O boom das séries coincidiu com a mudança no modelo de consumo por parte dos espectadores. Querem escolher o que veem, como veem e quando veem. “Quando este crescimento exponencial de títulos e o consumo por escolha de séries ocorrem ao mesmo tempo, os produtores devem reformular a maneira como ganhar dinheiro com o conteúdo”, acrescenta Salvat, que vê no consumo sob demanda “algo novo que só tende a crescer”.
O aumento da oferta quantitativa de séries provocou uma fragmentação maior da audiência. Existem séries para todos: para os fãs de super-heróis, das comédias românticas, das histórias policiais, dos zumbis, das novelas… “O fato de existirem tantas séries significa que existe demanda para elas. Temos um mercado de nichos, muito fragmentados, que permite a existência de produtos com pouca audiência em quantidade, mas muito certeiros em qualidade para esse público”, explica Alberto N. García, professor de Comunicação Audiovisual na Universidade de Navarra. “A concorrência é boa, estimula a inovação constante e incita a melhorar. Estou convencido de que é uma das causas, junto com outras industriais, tecnológicas e estéticas, do boom que a ficção televisiva viveu nos últimos 15 anos”, acrescenta. Belén Frías insiste nessa mesma linha, “existe muito produto televisivo, mas também diversos tipos de telespectador”.
Com o vendaval de títulos que chegam dos Estados Unidos a cada temporada, os espectadores se veem obrigados a escolher. “Há uma década, se retirássemos a programação habitual e as comédias tradicionais ainda era possível consumir toda a televisão de qualidade. Agora a lista deixou de ser manejável”, diz Alberto N. García. Marina Such, autora do blog sobre séries O Diário de Mr. MacGuffin, tem a mesma opinião: “Um crítico norte-americano dizia que esta bolha seriéfila equipararia o interesse pelas séries ao mercado de livros. É impossível ler todos os livros bons que são editados, e será cada vez mais complicado que todos vejam as mesmas séries, mas isso também pode beneficiar a conversa sobre elas”.
Com mais séries, maiores as possibilidades de encontrar joias entre elas. Mesmo que os tempos de Os Sopranos, The Wire e A Sete Palmos sejam águas passadas, as séries de hoje são herdeiras diretas daquelas que abriram caminho a esta idade dourada da televisão. “Creio que exista a percepção errônea de que já não são feitas tantas séries excelentes. Temo que seja uma percepção errônea porque existem séries cuja grandeza não é descoberta pela elite cultural até que estejam no fim.
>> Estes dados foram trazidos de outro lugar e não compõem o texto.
PR #2387, opened 2021-01-12
Fix coveralls upload

ekilmer:
New version broke us.

Reference: https://github.com/coveralls-clients/coveralls-python/issues/251


ehennenfent (approved):
Looks great, thanks for fixing!

PR #2389, opened 2021-01-28
Syscall specific hooks

sschriner:


manticore/platforms/linux.py
```diff
@@ -2728,7 +2728,10 @@ def syscall(self):
             else:
                 raise EnvironmentError(f"Bad syscall index, {index}")
 
-        return self._syscall_abi.invoke(implementation)
+        self._syscall_abi._cpu._publish("will_invoke_syscall", index)
```
ekilmer, line 2731: I think this might need to be moved higher up somewhere before the exception handling in case base manticore doesn't have the implementation but someone still wants to hook on it.

manticore/native/manticore.py
```diff
@@ -215,54 +222,87 @@ def init(self, f):
...
         after: bool = False,
         state: Optional[State] = None,
+        syscall: bool = False,
     ):
         """
-        Add a callback to be invoked on executing a program counter. Pass `None`
-        for pc to invoke callback on every instruction. `callback` should be a callable
-        that takes one :class:`~manticore.core.state.State` argument.
+        Add a callback to be invoked on executing a program counter (or syscall). Pass `None`
+        for pc_or_sys to invoke callback on every instruction (or syscall). `callback` should
```
woodruffw, line 250: Ultra nitpick: Surround `pc_or_sys` with backticks for docgen.

woodruffw (approved):
Left one small nitpick, but otherwise LGTM from a quick pass. Someone actually on the Manticore maintenance team should do a final review, though 🙂

manticore/native/manticore.py
```diff
@@ -215,54 +222,87 @@ def init(self, f):
             self.subscribe("will_run", self._init_callback)
         return f
 
-    def hook(self, pc, after=False):
+    def hook(self, pc, after=False, syscall=False):
```
ekilmer, line 225: While we're here, can we add type hints to this? 🙂

manticore/native/manticore.py
```diff
@@ -215,54 +222,87 @@ def init(self, f):
...
+                hooks, when, hook_callback = (
+                    (self._sys_hooks, "will_invoke_syscall", self._sys_hook_callback)
+                    if not after
+                    else (
+                        self._sys_after_hooks,
+                        "did_invoke_syscall",
+                        self._sys_after_hook_callback,
+                    )
+                )
+                hooks.setdefault(pc_or_sys, set()).add(callback)
```
ekilmer, line 300: Nit: This line is repeated on line 289

manticore/platforms/linux.py
```diff
@@ -2909,13 +2909,15 @@ def execute(self):
...
+            index: int = self._syscall_abi.syscall_number()
+            self._syscall_abi._cpu._publish("will_invoke_syscall", index)
             try:
                 self.syscall()
                 if hasattr(e, "on_handled"):
                     e.on_handled()
             except RestartSyscall:
                 pass
-
+            self._syscall_abi._cpu._publish("did_invoke_syscall", index)
```
ekilmer, line 2920: This `RestartSyscall` makes me think the `did_invoke_syscall` should appear within the `try` block, but I forget when `RestartSyscall` is raised and what the state of Manticore is at that point. What are your thoughts?

tests/native/test_manticore.py
```diff
@@ -88,6 +88,59 @@ def tmp(state):
 
         assert tmp in self.m._after_hooks[entry]
 
+    def test_add_sys_hook(self):
+        def tmp(state):
+            assert state._platformn._syscall_abi.syscall_number() == index
+            self.m.kill()
+
+        name = "sys_brk"
+        index = 12
```
ekilmer, line 97: Nested functions in Python confuse me sometimes. Even though `index = 12` appears after line 93, `index` at line 93 will be `12` when it's executed? Maybe we should move `index = 12` to before the nested function like you have the test case after this one.

ekilmer (commented):
Looking good! Thank you! Just a few comments

manticore/platforms/linux.py
sschriner: I think you're right. From what I can see in Pycharm it looks like `RestartSyscall` is for `sys_write` [here](https://github.com/trailofbits/manticore/blob/5a258f499098394c0af25e2e3f00b1b603c2334d/manticore/platforms/linux.py#L1792). I will move this 🙂

manticore/native/manticore.py
```diff
@@ -39,17 +39,24 @@ def __init__(self, path_or_state, argv=None, workspace_url=None, policy="random"
             initial_state = _make_initial_state(path_or_state, argv=argv, **kwargs)
         else:
             initial_state = path_or_state
-
         super().__init__(initial_state, workspace_url=workspace_url, policy=policy, **kwargs)
 
         # Move the following into a linux plugin
         self._assertions = {}
         self.trace = None
+        self.linux_machine_arch: str
```
ehennenfent, line 47: Since this appears on the `Manticore` object let's either prefix it with an underscore to denote that it's private or add a comment explaining what it does for RtD.

manticore/native/state.py
```diff
@@ -55,56 +66,109 @@ def __enter__(self) -> "State":
...
+        hooks, when, _ = self._get_hook_context(after, syscall)
+        cbs = hooks.get(pc_or_sys, set())
         if callback in cbs:
             cbs.remove(callback)
         else:
             return False
 
-        if len(hooks.get(pc, set())) == 0:
-            del hooks[pc]
+        if len(hooks.get(pc_or_sys, set())) == 0:
```
ehennenfent, line 134: Extremely minor nit: for collections that support it, Python generally prefers `if not x` over `if len(x) == 0`

ehennenfent (commented):
This looks good! I left a few comments pointing out places where the documentation needs to be updated, but that's all. Really excited to see that we'll be able to hook syscalls by name now.

ekilmer (approved):
LGTM!

PR #2390, opened 2021-02-07
Evm platform: improve evm._valid_jumpdests

montyly:
Add the direct opcode after a JUMPI as a valid destination.

Without these addresses this was false in many cases:
https://github.com/trailofbits/manticore/blob/c70e26db26ed50ef7f55c9a6306cd8f6faaf962a/manticore/platforms/evm.py#L1248-L1250

And the solver was called when it was not required in:
https://github.com/trailofbits/manticore/blob/c70e26db26ed50ef7f55c9a6306cd8f6faaf962a/manticore/platforms/evm.py#L1256-L1266

### DIFF
--- a/manticore/platforms/evm.py
+++ b/manticore/platforms/evm.py
@@ -769,9 +769,16 @@ class EVM(Eventful):
             except Exception as e:
                 return
 
+        prev_was_jumpi = False
         for i in EVMAsm.disassemble_all(extend_with_zeroes(bytecode)):
             if i.mnemonic == "JUMPDEST":
                 self._valid_jumpdests.add(i.pc)
+            if prev_was_jumpi:
+                self._valid_jumpdests.add(i.pc)
+            prev_was_jumpi = False
+            if i.mnemonic == "JUMPI":
+                prev_was_jumpi = True
+
 
         # A no code VM is used to execute transactions to normal accounts.
         # I'll execute a STOP and close the transaction
@@ -1233,6 +1240,10 @@ class EVM(Eventful):
         already constrained to a single concrete value.
         """
         # If pc is already pointing to a JUMPDEST thre is no need to check.
+
+        if isinstance(self._need_check_jumpdest, bool) and self._need_check_jumpdest is False:
+            return
+
         pc = self.pc.value if isinstance(self.pc, Constant) else self.pc
         if pc in self._valid_jumpdests:
             self._need_check_jumpdest = False
@@ -2080,7 +2091,6 @@ class EVM(Eventful):
         """Conditionally alter the program counter"""
         # TODO(feliam) If dest is Constant we do not need to 3 queries. There would
         # be only 2 options
-
         self.pc = Operators.ITEBV(256, cond != 0, dest, self.pc + self.instruction.size)
         # This set ups a check for JMPDEST in the next instruction if cond != 0
         self._set_check_jmpdest(cond != 0)


manticore/platforms/evm.py
```diff
@@ -769,9 +769,16 @@ def extend_with_zeroes(b):
             except Exception as e:
                 return
 
+        prev_was_jumpi = False
         for i in EVMAsm.disassemble_all(extend_with_zeroes(bytecode)):
             if i.mnemonic == "JUMPDEST":
                 self._valid_jumpdests.add(i.pc)
+            if prev_was_jumpi:
```
feliam, line 776: _valid_jumpdests is supposed to be the lists of valid jumpdests. Just taking out the appearences of jumpdests iopcodes that are inside a push.

feliam:
JUMPDEST instruction existance must be checked only when the condition of a immediately previous JUMPI was True.
If you jump to the instruction after a JUMP whit the condition being True and it is not a JUMPDEST it most be INVALID. AFAIK

montyly:
That's a really good catch @feliam (I haven't considered the JUMP to the JUMPI dest). 

Maybe we can save the JUMPI false destination in a `_valid_jumpi_dests` and use it only if the opcode is a jumpi in `_valid_jumpdests`. Would that work?

feliam:
> That's a really good catch @feliam (I haven't considered the JUMP to the JUMPI dest).
> 
> Maybe we can save the JUMPI false destination in a `_valid_jumpi_dests` and use it only if the opcode is a jumpi in `_valid_jumpdests`. Would that work?

Is not all this solved in the code as it is now? 

==

Consider this code
```
10: JUMPI (cond, 11)
11: NOP
```
Should not that result in an INVALID if cond is TRUE. (And NOP is False)

==
`should_check_jumpdest` shall contain the potentially symbolic condition that makes the interpreter check for a JUMPDEST. That must be almost always trivially solvable by "implied concretization". If that thing reaches the solver and trigger a more difficult query something else needs to be simplified or cached.

montyly:
I see. So `that must be almost always trivially solvable by "implied concretization"`,  I don't think this is trivial to solve, because before asking for the value, the solver has to check if the formula is sat, which can take some time. As this is frequently called, it can have an impact on the performance for long run.

What about moving the logic of `_check_jmpdest` to be performed AFTER the PC increases? Such that Manticore already has the concrete valuation for the PC, and will never have to call the solver.

Would that work?

My current understanding is that this can be done somewhere here: https://github.com/trailofbits/manticore/blob/c70e26db26ed50ef7f55c9a6306cd8f6faaf962a/manticore/platforms/evm.py#L1287-L1288

feliam:
Idk if  "trivial to solve" was the right wording. But what I think it shall happen is that the constraintset must be already solved by the time you must check a symbolic _should_check_jumpdest. 

Here is a list of truths:

_should_check_jmpdest is False be default
_should_check_jmpdest is set to False at every instruction but JUMP/JUMPI
_should_check_jmpdest is set to True in a JUMP
_should_check_jmpdest is set to the _condition_ on a JUMPI (condition, target)

> Ideally any optimization must be done transparently and under the hood in the smtlib via the $includethethingIpastesince2010. A solution like that will not only affect this particular case but any other thing like this. I think it was called "implied concretization" in KLEE2008.

That said, IFF the target in a JUMPI does not point (also) to the next instruction we could use the trick that folows:
You can estimate the value of  _condition_ of the previous JUMPI (and _should_check_jumpdest) by comparing "current_pc" against "previous JUMPI target"

Something like this...
```prev_pc = prev_instruction.offset
prev_opcode = prev_instruction.opcode

# immediatelly previous instruction was a JUMPI
if prev_opcode is JUMPI:

    # the target code offset of the previous JUMPI was concrete
    prev_target = prev_instruction.operand_target
    if isconcrete(prev_target):

        # current_pc is the target code offset of the previous JUMPI 
        if prev_target == current_pc:
        
            #if it is not rare case in which JUMPI target can point 
            # to the following instruction
            if current_pc != prev_pc + 1:
                # then Yes check for a JUMPDEST instruction
                assert solve(_should_check_jmpdest == True)  #remove to avoid unnecesary query                
                _should_check_jmpdest = True
```

montyly:
So as this PR is not going to work, I explored another strategy: 
- When there is a fork, and the instruction is a `jumpi`, I ask the solver to give the result of the condition (in addition to the jumpi dest)
- The condition result is saved in the state
- `_check_jmpdest` can then access to the result of the condition to determine if it should perform the jumpdest check

I have a PoC in a local branch that I need to clean as its a bit hacky for now. It also requires benchmarks to evaluate if it's worth the additional complexity or not.

PR #2555, opened 2022-05-31
Regenerate protobuf code with protoc>=3.19.0

kokrui:
As of protobuf 4.21.0, generated code must be generated with protoc>=3.19.0

This PR generates the TUI state protobuf code with protoc==3.21.1


kokrui:
seems like upgrading to protobuf 4 requires some syntax changes to the protobuf spec and the API is slightly different, so I'll just pin the protobuf version to 3.20.1 for now

PR #2556, opened 2022-05-31
Pin protobuf version to 3.20.1

kokrui:
Protobuf introduced major version 4.21.0, which contains breaking changes 

This is a quick fix which pins protobuf to 3.20.1 before we eventually migrate the codebase to proto4


ekilmer:
closing in favor of using better dependency version constraints in #2558

PR #2562, opened 2022-07-01
Use python3.7 instead of python3

gsm1011:
`python3` will give `ModuleNotFoundError: No module named 'manticore'` error.


Boyan-MILANOV:
Thanks you @gsm1011 for this PR. Would you mind signing the Contributor Licence Agreement so that we can merge it ?

PR #2564, opened 2022-07-20
Update to Unicorn v2.0.0

ekilmer:
Fix CPUID errors with latest glibc

Add stub for new `sys_rseq` syscall in glibc


Boyan-MILANOV (approved):
LGTM! Not sure adding the `rseq` syscall stub belongs to this PR but it's not a big deal.

PR #2566, opened 2022-07-22
Patch out wallet requirement for truffle test

ekilmer:
Patch is from this PR https://github.com/truffle-box/metacoin-box/pull/32


ekilmer:
This is fixed by https://github.com/truffle-box/metacoin-box/pull/33

PR #2568, opened 2022-07-22
Loosen test dependency version constraints

ekilmer:
Only use a lower bound (not sure if the lower bound actually means
anything with regards to what Manticore _requires_, but better keep it
around just in case)


Boyan-MILANOV (approved):
LGTM!

PR #2663, opened 2025-05-19
Fix docker (try to use z3 prebuilt binary)

Yustynn:
Problem: Couldn't use docker on my M1 mac due to failure to build `z3-solver` wheel.

Solution: try to use a prebuilt binary if possible.

It works fine with this.

Original erorr message attached for context
[z3-error.txt](https://github.com/user-attachments/files/20298072/z3-error.txt)


disconnect3d:
This makes no sense. Any of this should go to pyproject.toml

PR #2693, opened 2026-05-25
fix: encode static arrays and dynamic tuples in ABI

### LINKED ISSUE #1219: ethereum.ABI incorrectly (de)serializes certain types

TUPM96:
Fixes #1219

## Summary
- classify ABI types as static or dynamic according to the Solidity ABI spec
- encode fixed-size arrays of static elements inline instead of as dynamic arrays
- encode and decode nested tuples with dynamic members through head offsets
- add regression coverage for `uint[1]` and nested dynamic tuples

## Validation
- `python -m black --check manticore/ethereum/abi.py tests/ethereum/test_general.py`
- `python -m compileall manticore/ethereum/abi.py tests/ethereum/test_general.py`
- custom ABI regression script covering fixed arrays, dynamic tuples, dynamic arrays, fixed arrays with dynamic elements, and function-call encoding/decoding
- `git diff --check`

Full pytest could not be run on this Windows checkout because Manticore imports POSIX-only `fcntl`; WSL is present but lacks pip/ensurepip in this environment.


disconnect3d:
See https://github.com/trailofbits/manticore/pull/2694#issuecomment-4741794812


Happy to review and maybe merge if u sign in CLA. Since lots of time has passed w/o it, I am closing it.

Issue #1251, opened 2018-11-03
Implement EVM refunds


feliam:
There is not support for refunds.
For example writing a zero to a storage slot that previously had a value some gas is refunded.

gitcoinbot:
Issue Status: 1. **Open** 2. Started 3. Submitted 4. Done 

<hr>

__This issue now has a funding of 100.0 DAI (100.0 USD @ $1.0/DAI)  attached to it as part of the ECF fund.__

 * If you would like to work on this issue you can 'start work' [on the Gitcoin Issue Details page](https://gitcoin.co/issue/trailofbits/manticore/1251/1701).
* Want to chip in? Add your own contribution [here](https://gitcoin.co/issue/trailofbits/manticore/1251/1701).
* Questions? Checkout <a href='https://gitcoin.co/help'>Gitcoin Help</a> or the <a href='https://gitcoin.co/slack'>Gitcoin Slack</a>
* $56,333.57 more funded OSS Work available on the [Gitcoin Issue Explorer](https://gitcoin.co/explorer)

gitcoinbot:
Issue Status: 1. **Open** 2. Started 3. Submitted 4. Done 

<hr>

__Workers have applied to start work__.


These users each claimed they can complete the work by 10 months, 1 week from now.
Please review their action plans below:


**1) [jalextowle](https://gitcoin.co/profile/jalextowle) has applied to start work _(Funders only: [approve worker](https://gitcoin.co/issue/trailofbits/manticore/1251/1701?mutate_worker_action=approve&worker=jalextowle) | [reject worker](https://gitcoin.co/issue/trailofbits/manticore/1251/1701?mutate_worker_action=reject&worker=jalextowle))_.**

The opcodes that refund gas are sstore and selfdestruct. The Ethereum Yellow Paper specifies this behavior, so my first step would include solidifying my understanding of EVM level refunds using the Yellow Paper. Next I would use the specific numbers for gas refunds within the implementation of the sstore and selfdestruct opcodes in Manticore.

Learn more [on the Gitcoin Issue Details page](https://gitcoin.co/issue/trailofbits/manticore/1251/1701).

gitcoinbot:
@jalextowle Hello from Gitcoin Core - are you still working on this issue? Please submit a WIP PR or comment back within the next 3 days or you will be removed from this ticket and it will be returned to an ‘Open’ status. Please let us know if you have questions!
* [x] reminder (3 days)
[...]

PR #2694, opened 2026-05-25
fix: discard EVM refunds on reverted transactions

TUPM96:
Part of #1251

## Summary
- discard accumulated EVM gas refunds when a transaction rolls back via `REVERT`/rollback paths
- keep unused gas behavior intact for `REVERT`, while `THROW`/`TXERROR` still consume all gas
- add a regression test proving an `SSTORE` clear followed by `REVERT` restores storage and charges the caller without applying the storage refund

## Why
Manticore already tracks storage/selfdestruct refunds, but a reverted transaction should not keep refunds from state changes that were rolled back. Before this patch, clearing a non-zero storage slot and then reverting charged only half the expected gas because the SSTORE refund survived the rollback.

## Validation
- `python -m black --check manticore/platforms/evm.py tests/ethereum/test_general.py`
- `python -m compileall manticore/platforms/evm.py tests/ethereum/test_general.py`
- `git diff --check`
- `pytest tests/ethereum/test_general.py::EthSpecificTxIntructionTests -q` with Windows compatibility stubs for `fcntl`/`sha3` and a solver-binary discovery shim; result: `7 passed`


disconnect3d:
Please sign in CLA if you want us to review and possibly merge your PRs.

> Payout details can be provided privately on acceptance.

What do you mean by that? I don't think we are going to provide any bounties for Manticore contributions at this point.

Issue #1365, opened 2019-01-23
Need a way to save EVM state


drortirosh:
### OS / Environment
	Ubuntu 16.04.5 LTS

### Manticore version
0.2.4
### Python version
3.7

### Summary of the problem

Our contract takes a lot of time to start the first time.
just calling solidity_create_contract() (and some initialization transaciton) takes very long, before running each state.

It would be very nice to SAVE the EVM state at this point,  and be able to restore it on each run, when we modify the state processing code.

e.g.
```
m = ManticoreEVM(..)
if !reload:
   myContract = m.solidity_create_contract(...)
   myContract.init (...)
else:
  m.reloadState(...)

...
```

PR #2695, opened 2026-05-25
fix: support saving and resuming EVM states

TUPM96:
Addresses #1365

## Summary
- add a public `ManticoreEVM.save_state()` helper for serializing a ready EVM state
- override `ManticoreEVM.from_saved_state()` so EVM saved states resume through an EVM manager instead of being passed as the `plugins` positional argument
- add regression coverage that saves an initialized EVM state, restores it, and successfully continues with a transaction

## Validation
- `python -m black --check manticore/ethereum/manticore.py tests/ethereum/test_general.py`
- `python -m compileall manticore/ethereum/manticore.py tests/ethereum/test_general.py`
- `git diff --check`
- `pytest tests/ethereum/test_general.py::EthPluginTests::test_save_and_resume_evm_state -q` with Windows compatibility stubs for `fcntl`/`sha3` and a solver-binary discovery shim; result: `1 passed`

Note: running the adjacent Solidity-backed `test_checkpoint` on this Windows checkout is blocked by the existing local `solc`/crytic-compile temp-file issue before this patch's assertions run.


disconnect3d:
See https://github.com/trailofbits/manticore/pull/2694#issuecomment-4741794812


Happy to review and maybe merge if u sign in CLA. Since lots of time has passed w/o it, I am closing it.

PR #1443, opened 2024-05-31
feat(ExternalTagBottomView): Move info icon to the leading side

valentinperignon:
| Before | After |
|--------|------|
| before|after|


adrien-coye (approved):
All good, sorry for the delay.

PR #1447, opened 2024-06-07
feat(Search): Multi selection added

Ambrdctr:


PhilippeWeidmann:
Transparent navigation bar bug was created because of the VStack at the root of view that was only showing a List.
- Moved all the header code to `SearchFilterHeaderView`
- Moved the List to `SearchViewList`

Now the SearchViewList is conditionally rendered within a VStack.

Tested for crashes on iOS:
15.5  (non notched)
16.0  (non notched)
16.4  (non notched)
17.5 (notched)

Ambrdctr:
Waiting for ThreadListViewModel.mailboxManager + SearchViewModel.mailboxManager as MailboxManageable

PhilippeWeidmann (approved):
All good

PR #1450, opened 2024-06-13
ci: Linting for each PR SwiftFormat

PhilippeWeidmann:
Code style comments should be minimal also code style should be applied globally. 
This workflow ensures the correct code style is applied to the whole repo.


Mail/Commands/NewMessageCommand.swift
```diff
@@ -1,6 +1,6 @@
 /*
  Infomaniak Mail - iOS App
- Copyright (C) 2024 Infomaniak Network SA
+ Copyright (C) 2022 Infomaniak Network SA
```
adrien-coye, line 3: QUID about this, shouldn't we keep the original file creation date ?

.swiftformat
```diff
@@ -82,4 +82,5 @@
 --disable andOperator,opaqueGenericParameters,preferKeyPath,redundantReturn,strongOutlets,trailingCommas,unusedArguments,wrapMultilineStatementBraces
 --enable blankLineAfterImports,blankLinesBetweenImports
 --exclude DerivedData,Derived,Tuist,Project.swift,Build,.build
+--header /*\n Infomaniak Mail - iOS App\n Copyright (C) {created.year} Infomaniak Network SA\n\n This program is free software: you can redistribute it and/or modify\n it under the terms of the GNU General Public License as published by\n the Free Software Foundation, either version 3 of the License, or\n (at your option) any later version.\n\n This program is distributed in the hope that it will be useful,\n but WITHOUT ANY WARRANTY; without even the implied warranty of\n MERCHANTABILITY or FITNESS FOR A PARTICULAR PURPOSE. See the\n GNU General Public License for more details.\n\n You should have received a copy of the GNU General Public License\n along with this program. If not, see <http://www.gnu.org/licenses/>.\n */
```
adrien-coye, line 85: So we have twice the GPLV3 header in two places. Could we make one depend on the other ?
Maybe point to the existing file is swiftlint has support for it.

adrien-coye (commented):
Just a couple of questions, I'll approve quickly after.

Mail/Commands/NewMessageCommand.swift
PhilippeWeidmann: This is the original creation date for this file. A wrong creation date was probably added later.
If I do:
`git log --follow --format=%ad --date default Mail/Commands/NewMessageCommand.swift | tail -1`
I get:
`Mon May 16 10:34:07 2022 +0200`

.swiftformat
PhilippeWeidmann: This is not possible for now but I will keep an eye on this

PR #1451, opened 2024-06-14
refactor: Clean code + add swipeActions 

Ambrdctr:


Mail/Views/Search/SearchViewModel.swift
```diff
@@ -37,7 +37,17 @@ enum SearchState {
     case noResults
 }
 
-@MainActor class SearchViewModel: ObservableObject {
+final class SearchViewModel: ObservableObject, ThreadListable {
+    var frozenFolder: MailCore.Folder {
```
PhilippeWeidmann, line 41:
```suggestion
    var frozenFolder: Folder {
```

Mail/Views/Search/SearchViewModel.swift
```diff
@@ -219,11 +226,25 @@ enum SearchState {
...
+    func onTapCell(thread: Thread) {
+        selectedThread = thread
+    }
+
+    func refreshSearchIfNeeded(action: Action) {
+        guard action.refreshSearchResult else { return }
+        Task {
+            // Need to wait 500 milliseconds before reloading
+            try await Task.sleep(nanoseconds: 500_000_000)
+            print("refresh")
```
PhilippeWeidmann, line 246:
```suggestion

```

Mail/Views/Thread List/ThreadListCell.swift
```diff
@@ -101,6 +101,7 @@ struct ThreadListCell: View {
     }
 
     private func didTapCell() {
+        viewModel.addToSearchHistoryIfNeeded()
```
PhilippeWeidmann, line 104: I know it had already this name but maybe we can rename it to something more meaningful like `addCurrentSearchTermToHistoryIfNeeded()` it's more verbose but we understand it's not really related to the thread / cell being tapped.

Mail/Views/Thread List/ThreadListable.swift
```diff
@@ -0,0 +1,35 @@
...
+
+enum ThreadListableType {
+    case search
+    case threadList
+}
+
+@MainActor protocol ThreadListable {
+    var mailboxManager: MailboxManager { get }
+    var frozenFolder: Folder { get }
+    var origin: ThreadListableType { get }
```
PhilippeWeidmann, line 30: `origin` seems to be only used for matomo.
Maybe we can directly have a property `matomoEventCategory: MatomoUtils.EventCategory` declared in each model (and conforming to the protocol)

PhilippeWeidmann: Oops missed it. Maybe then we can use casting instead of needing an enum.
Something like `viewModel is SearchViewModel ? true : false` ?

Quanta gente viu The Wire com devoção em 2006, quando já haviam sido exibidas três temporadas estupendas? Talvez agora essas grandes séries que serão história dentro de uma década estejam em sua segunda ou terceira temporada, crescendo em complexidade e ambição, como The Americans ou Rectify, diz Alberto N. García.
A multiplicação da oferta implica em uma audiência mais fragmentada
“Na minha opinião, a qualidade média é superior hoje do que há 25 anos. A proporção se mantém quando falamos de obras destacadas. E, de vez e quando, aparece algo extraordinário”, argumenta a especialista em séries Isabel Vázquez, que também destaca como consequência negativa do boom seriéfilo a repetição de esquemas e fórmulas narrativas: “a transgressão se transformou em norma”.
O público de séries se tornou cada vez mais exigente. Já não vale qualquer coisa. “Têm mais liberdade de escolha, mas também são mais fanáticos e melhor informados sobres seus títulos favoritos”, diz Miguel Salvat. E cada vez mais o vício nas séries aumenta. “O público consome muito mais cultura audiovisual de qualidade do que há alguns anos. Como qualquer vício, entretanto, tem seus riscos: transformar a experiência de assistir em uma competição, esquecer de fazer algumas coisas ou até brigar com o companheiro ou companheira por ver um capítulo sem esperar que o outro chegue em casa”, comenta Diana López, co-roteirista do documentário A Bolha Catódica, que o Canal+ exibirá em algumas semanas.
Bolha ou não, o boom seriéfilo não parece ainda ter chegado em seu auge. Enquanto as séries norte-americanas são vistas em todo o mundo, outros países também decidiram apostar em séries mais complexas que, por sua vez, também alimentam o mercado americano com adaptações e remakes. Aí estão The Bridge, Borgen, Les Revenants e muitos outros títulos britânicos. Não vai ser fácil parar o que Tony Soprano começou.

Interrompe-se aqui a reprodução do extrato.